# Bull red run



## Bobbrown (Aug 1, 2020)

When do the bull reds start running at Jekyll?  Man, I hope the noise from the cutting of the Golden Ray doesn’t screw everything up.


----------



## massafibassa (Aug 1, 2020)

September through November with somewhere in-between being the best .


----------



## billdawg (Aug 1, 2020)

Bobbrown said:


> When do the bull reds start running at Jekyll?  Man, I hope the noise from the cutting of the Golden Ray doesn’t screw everything up.

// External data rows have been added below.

PR #270, opened 2025-05-07
Add Matomo (without cookies) for tracking time-to-consensus

sisou:
For testing I set the dev config to the same as the mainnet config, and I see the outgoing event HTTP requests in the network panel (with correct 204 response code), but I cannot see any data in the Matomo dashboard for this site... :/


src/main.ts
```diff
@@ -117,6 +118,10 @@ async function start() {
         initKycConnection();
     });
 
+    if (config.matomo.enabled) {
+        initMatomo(config.matomo.host, config.matomo.siteId, router);
+    }
```
danimoh, line 123: This should be reactive to `config` changes, via a `watch`, as for the other config checks above. This way, tracking can for example be enabled via a trial at runtime.

src/matomo.ts
```diff
@@ -0,0 +1,104 @@
...
+        // Default: 'matomo'
+        // trackerFileName: 'matomo',
+
+        // Overrides the autogenerated tracker endpoint entirely
+        // Default: undefined
+        // trackerUrl: 'https://example.com/whatever/endpoint/you/have',
+
+        // Overrides the autogenerated tracker script path entirely
+        // Default: undefined
+        // trackerScriptUrl: 'https://example.com/whatever/script/path/you/have',
```
danimoh, line 22: By default, `vue-matomo` loads `${host}/${trackerFileName}.js`, e.g. `https://stats.nimiq-network.com/matomo.js`. I.e. code from an external domain is embedded into the Wallet, even without integrity hash, with the associated security risks and increased attack surface.
If to be used, the matomo script should become part of the Wallet codebase, and configured here accordingly.

src/matomo.ts
```diff
@@ -0,0 +1,104 @@
...
+
+        // Enables automatically registering pageviews on the router
+        router,
```
danimoh, line 25: This results in personal data being leaked via URLs, for example transaction hashes on transaction detail views. This is not compliant with consent-less tracking.

src/network.ts
```diff
@@ -209,6 +212,19 @@ export async function launchNetwork() {
...
     client.addConsensusChangedListener(async (consensus) => {
         network$.consensus = consensus;
+        if (clientStartTimestamp) {
+            // @ts-expect-error Matomo action queue is not typed
+            window._paq.push([
+                'trackEvent',
+                'Network',
+                `Consensus ${consensus}`,
+                Math.round((Date.now() - clientStartTimestamp) / 100) / 10,
+            ]);
```
danimoh, line 222: Not sure, whether it's possible to process those events per (masked) geo location. Potentially requires using the "Custom Reports" plugin. Otherwise, we might have to add the location to the event on the js side.

danimoh (commented):
Currently, this setup reduces the security of the Wallet by including a script from an external server, and potentially leaks personal data like transaction hashes via page URLs even though we're tracking in consent-less mode.

Also, we would need to check very thoroughly, whether consent-less tracking is realistically possible, as some jurisdictions are very strict. I suggest reading through these pages:
- https://matomo.org/faq/new-to-piwik/how-do-i-use-matomo-analytics-without-consent-or-cookie-banner/
- https://matomo.org/faq/new-to-piwik/how-can-i-still-track-a-visitor-without-cookies-even-if-they-decline-the-cookie-consent/
- https://matomo.org/faq/general/eprivacy-directive-national-implementations-and-website-analytics/

Even though compliant in many parts of the world, my impression is that under the strictest jurisdictions, the consent-less approach taken by this PR is not compliant, even if ignoring the potential leak of personal data via page URLs. For some jurisdictions, we would also need to mention the use of Matomo in the privacy policy and offer an opt-out.

As far as I can see, we are primarily tracking the following information via the Javascript client:
- the initial view
- view changes via the router
- time to first consensus

Instead of tracking the views and view changes, server log tracking might be sufficient, even though less accurate. The consensus event, we might track manually by using the HTTP API directly, which the first page linked above [mentions as being allowed even under strict regulations](https://matomo.org/faq/new-to-piwik/how-do-i-use-matomo-analytics-without-consent-or-cookie-banner/#:~:text=Matomo%20HTTP%20Tracking%20API.), as long as no personal data is being sent. On the other hand, the second link mentions that [under strict regulations, tracking via Javascript is not allowed without consent](https://matomo.org/faq/new-to-piwik/how-can-i-still-track-a-visitor-without-cookies-even-if-they-decline-the-cookie-consent/#:~:text=From%20ePrivacy%20law%20perspective%2C%20JavaScript%20tracking%20is%20treated%20the%20same%20as%20cookie%2Dbased%20tracking%20and%20it%20does%20not%20matter%20if%20the%20data%20processed%20collects%20personal%20data%20or%20not.). Obviously, sending off the event on first consensus would involve Javascript, but maybe the second link was referring to the Javascript client (which also does additional things like fingerprinting) and as the first link mentioned the HTTP API as being allowed, maybe there is some room for interpretation, and tracking that simple consensus event via the HTTP API would be ok without consensus.

But maybe, that first link was in fact only referring to using the HTTP API from a server being ok. In that case, we might have to think about how to track consensus times as a secondary effect, for example by starting to load less important resources only as soon as the consensus is established. That might require the server to measure the time between page load and the additional resources being requested, and then sending of the event from the server.

Another approach which allows measuring the time to consensus would be keeping a websocket connection to nimiq.watch open until consensus is established, to already receive preliminary balance updates and transactions, which would be helpful anyways in countries with slow internet. nimiq.watch would then be able to measure the time such websocket connection was kept open.

Overall, I'd suggest reverting the changes of this PR and only tracking the time to consensus manually via the HTTP API, which also avoids the overhead of loading the Javascript client.

The alternative is of course to actually track only with user consent, which could be opt-in only in an unobtrusive way in the settings, and by a nice invitation to contribute to improving the Wallet after some time of use, for example after sending the third transaction. Even if only a low percentage of user would opt-in, it would give an idea of consensus times around the globe. With consent, we could also get additional insights on usage of the app and also track in the Hub.

src/main.ts
sisou: Done in 1307418dd074933d821250f944504921d1155620

src/matomo.ts
sisou: Done in 1307418dd074933d821250f944504921d1155620.

src/network.ts
sisou: IP anonymization is configured Matomo-wide on our instance.

src/matomo.ts
sisou: The Matomo instance is controlled by us, just like the wallet domain is controlled by us, and the script is loaded via HTTPS. So I'd say that's safe enough.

i saw the cargo ship cutting was supposed to start October 1st. Boat traffic will probably be a mess. I'd be more concerned with getting in the way of all the workers than the noise. I don't think the big reds care much about anything but eating


----------



## Railroader (Aug 1, 2020)

I skipped about 10 deer season opening months to catch them big reds on the Beaches and Piers...

One opening weekend of deer season, me and my crew caught 60 Bulls in about 12 hours at the Tybee Pier...Northeaster blowing steady 25, waves spraying the rail, and sideways rain squalls.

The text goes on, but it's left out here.